CHAPTER XVI.

CONCLUSION.

I must finish my story, though it seems hardly worth telling, since my nephew, my tower of strength and trust, had suddenly sunk away from me in the prime of his manhood.

The light seemed gone out of the whole world, and my heart felt dull and dead, as if I could never heed or care for anything again. Even Dermot's illness did not seem capable of stirring me to active anxiety in this crushed, stupid state, with no one to speak to of what lay heavy on my heart, no one even to write to; for who would venture to read my letters? nay, I had not energy even to write to poor Miss Woolmer. We got into a way of going on day after day with Dora's little meals, the backgammon, and the Mayne Reid, till sometimes it felt as if it had always been thus with us from all time, and always would be; and at others it would seem as if it were a dream, and that if I could but wake, I should be making tea for Harold in our cheerful little drawing-room at Mount Eaton. At last I had almost a morbid dread of breaking up this monotonous life, and having to think what to do or where to go. The Randall Horsmans must long for our departure, and my own house was in a state of purification, and uninhabitable.

The doctor said that Dora must be moved as soon as it could be managed, for in that London attic she could have no impulse towards recovery; and while it still seemed a fearful risk, he sent us off to St.

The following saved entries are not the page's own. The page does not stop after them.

PR #1187, opened 2015-09-03
allow empty publication in usage when contract or commissioned

akash1810:
Allow omission of publication in PUT body for usage rights when contract or commissioned photographer.

Allows the body of the PUT request to be:

```json
{"data":{"category":"contract-photographer","photographer":"foo"}}
```

Meaning we won't be storing empty string for the `None` publication.


theefer:
:+1:

jamesgorrie:
Out of interest - besides the bug, was there any request from users for this?

akash1810:
@jamesgorrie no request; some had noticed the bug though.

theefer:
I'd also argue we should always make reverting actions possible in the UI, as a rule, unless there is a good reason not to.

Clement's, a little village on the south coast, where he knew of rooms in a great old manor-house which had sunk to farmer's use, and had a master and mistress proof against infection.

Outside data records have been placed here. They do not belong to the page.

PR #1188, opened 2015-09-03
File name on upload page

tsop14:
File name appears below the thumbnail. Ellipsis text overflow if long file name. 

screenshot-media local dev-gutools co uk 2015-09-03 17-14-45

screenshot-media local dev-gutools co uk 2015-09-03 17-14-30

### DIFF
--- a/kahuna/public/js/edits/image-editor.html
+++ b/kahuna/public/js/edits/image-editor.html
@@ -73,10 +73,6 @@
                 class="result-editor__archiver"
                 image="ctrl.image"
             ></ui-archiver>
-
-            <div class="result-editor__meta-data">
-                <span>{{ctrl.image.data.uploadInfo.filename}}</span>
-            </div>
         </div>
         <span class="result-editor__save-status-container">
             <span class="result-editor__save-status"
@@ -134,6 +130,10 @@
                     gr:on-cancel="ctrl.showUsageRights = false">
                 </gr-usage-rights-editor>
             </div>
+        </div>
+        <div class="result-editor__field-container" ng:if="ctrl.image.data.uploadInfo.filename">
+            <div class="result-editor__field-label">File name</div>
+            <div>{{ctrl.image.data.uploadInfo.filename}}</div>
         </div>
 
     </div>
--- a/kahuna/public/js/edits/image-editor.html
+++ b/kahuna/public/js/edits/image-editor.html
@@ -87,28 +87,6 @@
     </div>
 
     <div class="result-editor__editor">
-        <ui-required-metadata-editor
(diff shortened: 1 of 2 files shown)


akash1810:
Any reason why you chose to put it under the thumbnail vs. a field on the right? As the filename in the first image is a random string, it looks a bit strange/random at first...

theefer:
I don't have strong opinions on where it goes, the only thing I'll point out is that unlike the rest of the forms on the right, filename is not editable.

kahuna/public/js/edits/image-editor.html
```diff
@@ -73,8 +73,11 @@
                 class="result-editor__archiver"
                 image="ctrl.image"
             ></ui-archiver>
-        </div>
 
+            <div class="result-editor__meta-data">
+                <span>{{ctrl.image.data.uploadInfo.filename}}</span>
```
akash1810: can we add a `title` attribute for the tooltip?

alastairjardine:
Pure opinion, but under the thumbnail's a bit odd. Would be better inlined on the right as a read only field. Consider it a title, I guess.

paperboyo:
So does it mean that filename doesn’t go into a Desc field (when that’s empty) any more?

+1 for tooltip (in general tooltips should display the full thing whenever the thing is truncated for all thingz)



> the only thing I'll point out is that unlike the rest of the forms on the right, filename is not editable.

+1 Purer opinion than the rest: under thumbnail :stuck_out_tongue_winking_eye:

theefer:
I think it should still also go in description if description is empty as apparently sometimes that's a useful bootstrap for the description.

paperboyo:
It currently does exactly that. I was just asking if it’s gonna change seeing the first screenshot (I don’t think it should, as it’s useful proxy).

tsop14:
screenshot-media local dev-gutools co uk 2015-09-03 18-02-58

tsop14:
screenshot-media local dev-gutools co uk 2015-09-03 18-42-00

theefer:
We may be able to find a visual treatment to differentiate it more from other writeable fields (esp Usage Rights, which looks identical but *is* editable).

As a next step/PR I suggest moving Usage rights to the top of the fields, as per @tsop14's second screenshot. Might mitigate the confusion.

theefer:
Ah sorry missed out that Usage rights is already moved. Fine by me!

:+1:

jamesgorrie:
:+1:

akash1810:
> esp Usage Rights, which looks identical but is editable

That didn't even occur to me :flushed:.

:+1:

When I brought my tired, worn-out, fretting charge in through the great draughty porch, and was led up the old shallow oak stairs to a big panelled room, clean and scantily furnished, where the rats ran about behind the wainscot, and a rain-laden branch of monthly rose went tap, tap against the window, and a dog howled all night long, I thought we had come to a miserable place at the end of the earth. I thought so still the next morning, when the mist lay in white rolls and curls round the house; and the sea, when we had a peep of it, was as lead-coloured as the sky, while the kind pity of the good wife for Dora's weak limbs and disfigured face irritated me so that I could hardly be civil.

Dora mended from that day, devoted herself to the hideous little lambs that were brought in to be nursed by the fire; ate and drank like a little cormorant, and soon began to rush about after Mr. and Mrs. Long, whether in house or farm-yard, like a thing in its native element, while they were enchanted with her colonial farm experience, and could not make enough of "Little Missy."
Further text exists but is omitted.